Dia bukan manusia, juga bukan roh halus, oleh karena itu ketika umat Islam berbicara tentang Allah tidak ada konsep trinitas. Dia tidak diperanakkan dan juga tidak melahirkan, karena itu Dia tidak memiliki putra atau putri. Dia tidak memiliki pasangan atau bawahan; oleh karena itu, tidak ada dewa setengah dewa atau minor yang melekat dalam konsep Allah. Dia bukan bagian dari ciptaan-Nya dan Allah tidak ada dalam setiap orang dan segalanya. Akibatnya, tidak mungkin menjadi allahlike atau mencapai allahhood.
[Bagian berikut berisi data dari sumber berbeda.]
Issue #4772, opened 2025-04-01
Public - FE - Listing Verification


sarahlazarich:
We need to add a tag for when a listing is confirmed by the property in Detroit. This is tied to the `isVerified` field.

Listing Directory Page: 
<img width="1096" src="https://api.zenhub.com/attachedFiles/eyJfcmFpbHMiOnsibWVzc2FnZSI6IkJBaHBBMkdBQ1E9PSIsImV4cCI6bnVsbCwicHVyIjoiYmxvYl9pZCJ9fQ==--46990f1cc4bbfb1c22e51d9514194424d4227b04/image.png" alt="image.png" />

Listing Detail Page: 
<img width="760" src="https://api.zenhub.com/attachedFiles/eyJfcmFpbHMiOnsibWVzc2FnZSI6IkJBaHBBMldBQ1E9PSIsImV4cCI6bnVsbCwicHVyIjoiYmxvYl9pZCJ9fQ==--da122c844d2896a9bb921fd244c17d9b19fe878d/image.png" alt="image.png" />

Notes: 
- We are moving this tag off of the image card - it can sit with the other listing tags
- It should come first
- It should show on both the search and detail pages for listings
- Here is a link to the [design](https://www.figma.com/design/9NTevgQX4FGLccXTC9VA7y/detroit-platform-updates?node-id=2569-16510&t=YoTf6ElBDotem0vO-1)! It should be the warn color

sarahlazarich:
@slowbot - do we want to keep this tag where it is or follow a different pattern?

sarahlazarich:
Looks great!

PR #4832, opened 2025-04-23
feat: public fe listing verification tag

KrissDrawing:
This PR addresses #4772 

## Description

Adds tag that will be displayed when `isVerified` is set to true.

Set `isVerified` for listing. Then check if its visible for `/listings` and `/listings/[:id]` pages.

## Author Checklist:

## Review Process:

### DIFF
--- a/shared-helpers/src/locales/general.json
+++ b/shared-helpers/src/locales/general.json
@@ -772,6 +772,7 @@
   "listings.vacantUnit": "Vacant Unit",
   "listings.vacantUnits": "Vacant Units",
   "listings.vacantUnitsAvailable": "Vacant Units Available",
+  "listings.verifiedListing": "Confirmed by Property",
   "listings.waitlist.closed": "Waitlist Closed",
   "listings.waitlist.currentSize": "Current Waitlist Size",
   "listings.waitlist.finalSize": "Final Waitlist Size",
--- a/sites/public/src/components/listing/listing_sections/MainDetails.module.scss
+++ b/sites/public/src/components/listing/listing_sections/MainDetails.module.scss
@@ -28,10 +28,13 @@
 
 .listing-tags {
   margin-bottom: calc(-1 * var(--seeds-s1));
-  span {
-    margin-bottom: var(--seeds-s1);
+  .tag {
+    margin-block-end: var(--seeds-s1);
     &:not(:last-child) {
       margin-inline-end: var(--seeds-s2);
+    }
+    svg {
+      margin-inline-end: var(--seeds-s1);
     }
   }
 }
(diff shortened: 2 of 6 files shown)


sites/public/src/components/listing/listing_sections/MainDetails.module.scss
```diff
@@ -28,10 +28,13 @@
 
 .listing-tags {
   margin-bottom: calc(-1 * var(--seeds-s1));
-  span {
-    margin-bottom: var(--seeds-s1);
+  .tag {
+    margin-block-end: var(--seeds-s1);
```
emilyjablonski, line 32: **praise:** ❤️

shared-helpers/src/locales/general.json
```diff
@@ -772,6 +772,7 @@
   "listings.vacantUnit": "Vacant Unit",
   "listings.vacantUnits": "Vacant Units",
   "listings.vacantUnitsAvailable": "Vacant Units Available",
+  "listings.verifiedListing": "Confirmed by Property",
```
emilyjablonski, line 775: **issue:** Let's keep property lowercase, so `Confirmed by property`

sites/public/src/components/listing/listing_sections/MainDetails.tsx
```diff
@@ -17,6 +17,7 @@ import FavoriteButton from "../../shared/FavoriteButton"
 import { Availability } from "./Availability"
 import listingStyles from "../ListingViewSeeds.module.scss"
 import styles from "./MainDetails.module.scss"
+import { CheckIcon } from "@heroicons/react/20/solid"
```
emilyjablonski, line 20: **note:** If you use the 16 import `@heroicons/react/16/solid` it'll be smaller and warp less

sites/public/src/components/listing/listing_sections/MainDetails.tsx
```diff
@@ -39,6 +41,14 @@ export const getListingTags = (
 ): ListingTag[] => {
   const listingTags: ListingTag[] = []
 
+  if (listing.isVerified) {
```
emilyjablonski, line 44: **issue:** Let's check the feature flag here, just in case a jurisdiction had this feature flag on and then turned it off

like:

```
  const enableIsVerified = doJurisdictionsHaveFeatureFlagOn(
    "enableIsVerified",
    listing.jurisdictions.id
  )
```

emilyjablonski (changes requested):
A few small requests! Otherwise looks good 👍

sites/public/src/components/listing/listing_sections/MainDetails.tsx
KrissDrawing: hmm, for some reason `doJurisdictionsHaveFeatureFlagOn` doesn't work here. It seem like it works only when we're logged in (so probably for partners site). But i used different approach and it should work.

emilyjablonski (approved):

"Katakanlah (hai Muhammad): Dia adalah Allah, [yang] Satu. Allah, Tuan Swadaya. Dia tidak mengemis, juga tidak diperanakkan; dan tidak ada yang sejajar atau sebanding dengan-Nya. " (Quran 112)





Al-Quran, buku petunjuk Tuhan untuk semua umat manusia diungkapkan dalam bahasa Arab; oleh karena itu, penutur non-Arab dapat menjadi bingung tentang terminologi dan nama. Ketika seorang Muslim mengatakan kata Allah, dia berbicara tentang Tuhan. Dewa Agung, Dewa Agung, Dewa Mahakuasa. Pencipta semua yang ada.





“Dia telah menciptakan langit dan bumi dalam kebenaran. Yang Maha Tinggi Ia meninggikan di atas segalanya mereka bergaul sebagai rekan dengan-Nya. ” (Quran 16: 3)





Orang-orang Muslim percaya bahwa Islam adalah pesan terakhir Tuhan kepada umat manusia, dan mereka percaya bahwa Tuhan memberikan Taurat kepada Nabi Musa ketika dia memberikan Injil kepada Nabi Isa. Orang Muslim percaya bahwa Yudaisme dan Kristen, dalam bentuk murni mereka, adalah agama ilahi. Bahkan, salah satu penyewa Islam adalah percaya pada semua buku Tuhan yang diwahyukan. Para Nabi Islam termasuk para Nabi yang sama yang hadir dalam tradisi Yahudi dan Kristen; mereka semua datang kepada umat mereka dengan pesan yang sama - untuk mengenali dan menyembah Tuhan Yang Esa. 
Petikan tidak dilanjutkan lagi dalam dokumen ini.